DATA EXTRACT =
◇ ◇ ◇

PR #1163, opened 2025-01-08
ProseMirror integration + RichText example

bensleveritt:
Adds ProseMirror integration libs, as well as an example app that uses them.

- `jazz-browser-prosemirror` - The core of the ProseMirror integration with Jazz, interfacing CoRichText and ProseMirror transactions
- `jazz-react-prosemirror` - React wrapper around ProseMirror's EditorView that gives an abstraction for just interacting with a rich text editor and the Document CoMap handles the rest.
- `jazz-example-richtext` - A React app that uses `jazz-react-prosemirror` for collaborative rich text editing

CleanShot 2025-01-14 at 16 06 17


packages/jazz-browser-prosemirror/src/schema.ts
```diff
@@ -0,0 +1,7 @@
+import { CoRichText } from "jazz-tools";
+
+/**
+ * Extends CoRichText to represent a collaborative rich text document.
+ * Used as the underlying data structure for the ProseMirror editor.
+ */
+export class Document extends CoRichText {}
```
aeplay: Sorry, I'm not sure why I introduced this alias in my original branch - we don't need it and everything would be clearer if we just dealt with CoRichText everywhere. Please may you get rid of it @bensleveritt ?

aeplay (changes requested):

packages/jazz-browser-prosemirror/src/schema.ts
bensleveritt: Removed!

packages/jazz-tools/src/coValues/coPlainText.ts
```diff
@@ -114,6 +119,18 @@ export class CoPlainText extends String implements CoValue {
     return new this({ fromRaw: raw });
   }
 
+  applyDiff(other: string) {
```
bensleveritt, line 122: APPLY DIFF HERE.

aeplay:
Closing in favour of #1861 & #1849

PR #1173, opened 2025-01-09
Improve coRichText support

bensleveritt:
Adds more tests, and improves coPlainText and coRichText in preparation for the richtext editor integrations.


packages/jazz-tools/src/tests/coRichText.test.ts
```diff
@@ -34,24 +48,887 @@ describe("Simple CoRichText operations", async () => {
...
+        // Add mark covering "hello"
+        text.insertMark(0, 4, Marks.Strong, { tag: "strong" });
+
+        const marks = text.resolveMarks();
+        expect(marks).toHaveLength(1);
+        expect(marks[0]).toMatchObject({
+          startAfter: 0,
+          startBefore: 1,
+          endAfter: 3,
+          endBefore: 5,
```
bensleveritt, line 66: I think this should be 4 right @aeplay ? There are a few other instances of endBefore being a little off, so I'm wondering if the resolution is correct there. I've accounted for it in the client library, just to marry up the expectation, but I'll need to fix the source lib if that's wrong

packages/cojson/src/coValues/coPlainText.ts
```diff
@@ -88,33 +83,22 @@ export class RawCoPlainText<
...
+      }
+    } else {
+      // For other insertions, use append after the specified index
+      // We append in forward order to maintain the text order
+      let after = idx - 1;
+      for (const grapheme of graphemes) {
+        this.append(grapheme, after, privacy);
+        after++; // Move the insertion point forward for each grapheme
       }
     }
```
gdorsi, line 101: We can try to optimize this using `appendItems` which creates a single transaction.

It should also handle the "reverse" part, so it might help on simplifying the code here

packages/jazz-tools/src/tests/coPlainText.test.ts
```diff
@@ -1,33 +1,161 @@
...
+  describe("Loading and availability", () => {
+    test("can load text across peers", async () => {
+      const { me, text } = await initNodeAndText();
+      const id = text.id;
+
+      // Set up peer connections
+      const [initialAsPeer, secondPeer] = connectedPeers("initial", "second", {
+        peer1role: "server",
+        peer2role: "client",
+      });
```
gdorsi, line 94: You can use `linkAccounts` (from src/testing) to simplfy this:

```
    const spiderman = await Account.create({
      creationProps: { name: "Spiderman" },
      crypto: Crypto,
    });
    
    linkAccounts(me, spiderman);
```

gdorsi (approved):
LGTM

Haven't tested locally, but code wise looks good.

Do we need a changeset?

packages/jazz-tools/src/tests/coPlainText.test.ts
bensleveritt: I'll put the fixes into https://github.com/garden-co/jazz/pull/1163

packages/cojson/src/coValues/coPlainText.ts
bensleveritt: Yes, that makes sense, I'll give that a go

bensleveritt: Actually it doesn't port over, but I think that's a defect in `appendItems` I'll see if I can fix it

PR #1176, opened 2025-01-09
feat: zero-setup auth, anonymous user upgrade and localOnly sync

gdorsi:
Step 1 of the Auth refactoring.

Changes highlights:
- Made the auth prop optional on JazzProvider. When omitted the user is logged as anonymous.
- Made usePasskeyAuth and useClerkAuth usable inside JazzProvider. When done they reuse the existing anonymous user credentials.
- Centralized the browser secrets storage management
- Added localOnly prop to disable the cloud sync

This PR will be merged against a feature branch because it's not complete yet:
- Looking for simplifying the auth flow and improve the error management
- Support Passphrase auth inside JazzProvider
- Deprecate or remove DemoAuth
- Store somewhere the anonymous user credentials when the Auth provider discards them
- Better backward compatibility. Thinking about generating a new keypair when upgrading so we are not binded to the local credentials limits (e.g. PassphraseAuth can't be used to store the Anonymous user credentials)
- Once we agree on the format, will need to migrate React Native, Svelte & Vue to the new auth


examples/music-player/src/3_HomePage.tsx
```diff
@@ -66,6 +71,8 @@ export function HomePage({ mediaPlayer }: { mediaPlayer: MediaPlayer }) {
     });
   };
 
+  const isAnonymousUser = useIsAnonymousUser();
```
gdorsi, line 74: Will add a `useIsLocalOnly` to let devs change the logic based on the sync model.

It also kind-of explains better why share is disabled for anonymous users

examples/music-player/src/components/AuthModal.tsx
```diff
@@ -0,0 +1,112 @@
...
+  const [username, setUsername] = useState("");
+  const [isSignUp, setIsSignUp] = useState(true);
+
+  const { me } = useAccount();
+
+  const [, authState] = usePasskeyAuth({
+    appName: "Jazz Music Player",
+    onAnonymousUserUpgrade: ({ username, isSignUp }) => {
+      if (isSignUp) {
+        me.profile!.name = username;
```
gdorsi, line 30: Since profile is always available, shall we fix the type to reflect that? @aeplay

packages/jazz-browser/src/auth/AnonymousAuth.ts
```diff
@@ -1,43 +1,37 @@
...
+    public driver: BrowserAnonymousAuth.Driver,
   ) {}
 
   /**
    * @returns A `JazzAuth` object
    */
-  async start() {
-    const existingUser = localStorage[STORAGE_KEY];
+  async start(crypto: CryptoProvider) {
+    AuthSecretStorage.migrate();
```
gdorsi, line 28: Added a `migrate` call to move the auth systems to use the same credentials format

packages/jazz-browser/src/auth/AnonymousAuth.ts
```diff
@@ -51,19 +45,22 @@ export class BrowserOnboardingAuth implements AuthMethod {
         logOut,
       } satisfies AuthResult;
     } else {
+      const secretSeed = crypto.newRandomSecretSeed();
```
gdorsi, line 48: Generating a secret seed to make this compatible with Passkey and Passphrase

packages/jazz-react/src/provider.tsx
```diff
@@ -1,117 +1,204 @@
...
   storage?: BaseBrowserContextOptions["storage"];
   AccountSchema?: AccountClass<Acc>;
 };
 
+export type JazzProviderProps<Acc extends Account = RegisteredAccount> = {
+  children: React.ReactNode;
+  localOnly?: boolean | "anonymous";
+} & Omit<JazzContextManagerProps<Acc>, "localOnly">;
+
+class JazzContextManager<Acc extends Account = RegisteredAccount> {
```
gdorsi, line 32: Refactored to use `useSyncExternalStorage` and use a "propsChanged" check to avoid the double invocation on dev

packages/jazz-browser/src/auth/AuthSecretStorage.ts
```diff
@@ -0,0 +1,96 @@
+import { AgentSecret } from "cojson";
+import { Account, ID } from "jazz-tools";
+
+const STORAGE_KEY = "jazz-logged-in-secret";
```
gdorsi, line 4: Created a secret manager to centralize the session management.

PR #1180, opened 2025-01-10
Fix and test react starter app

trishalim:
Added green highlights. The starter app was missing the account schema prop.
image

Added a test


gdorsi (approved):
Thanks a mill!

PR #1191, opened 2025-01-12
Use example apps as starter with create-jazz-app

trishalim:
Added an example param to create-jazz-app to get started with examples quickly

Added the following to examples README

```
npm create-jazz-app@latest --example chat --project-name chat
```

Updated create-jazz-app to accept partial options (project name only, starter only, etc).


aeplay (approved):
Looks great!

◇ ◇ ◇

TASK DIRECTIONS = Show me every line in the data above that includes "useState".

RESPONSE BELOW =
+  const [username, setUsername] = useState("");
+  const [isSignUp, setIsSignUp] = useState(true);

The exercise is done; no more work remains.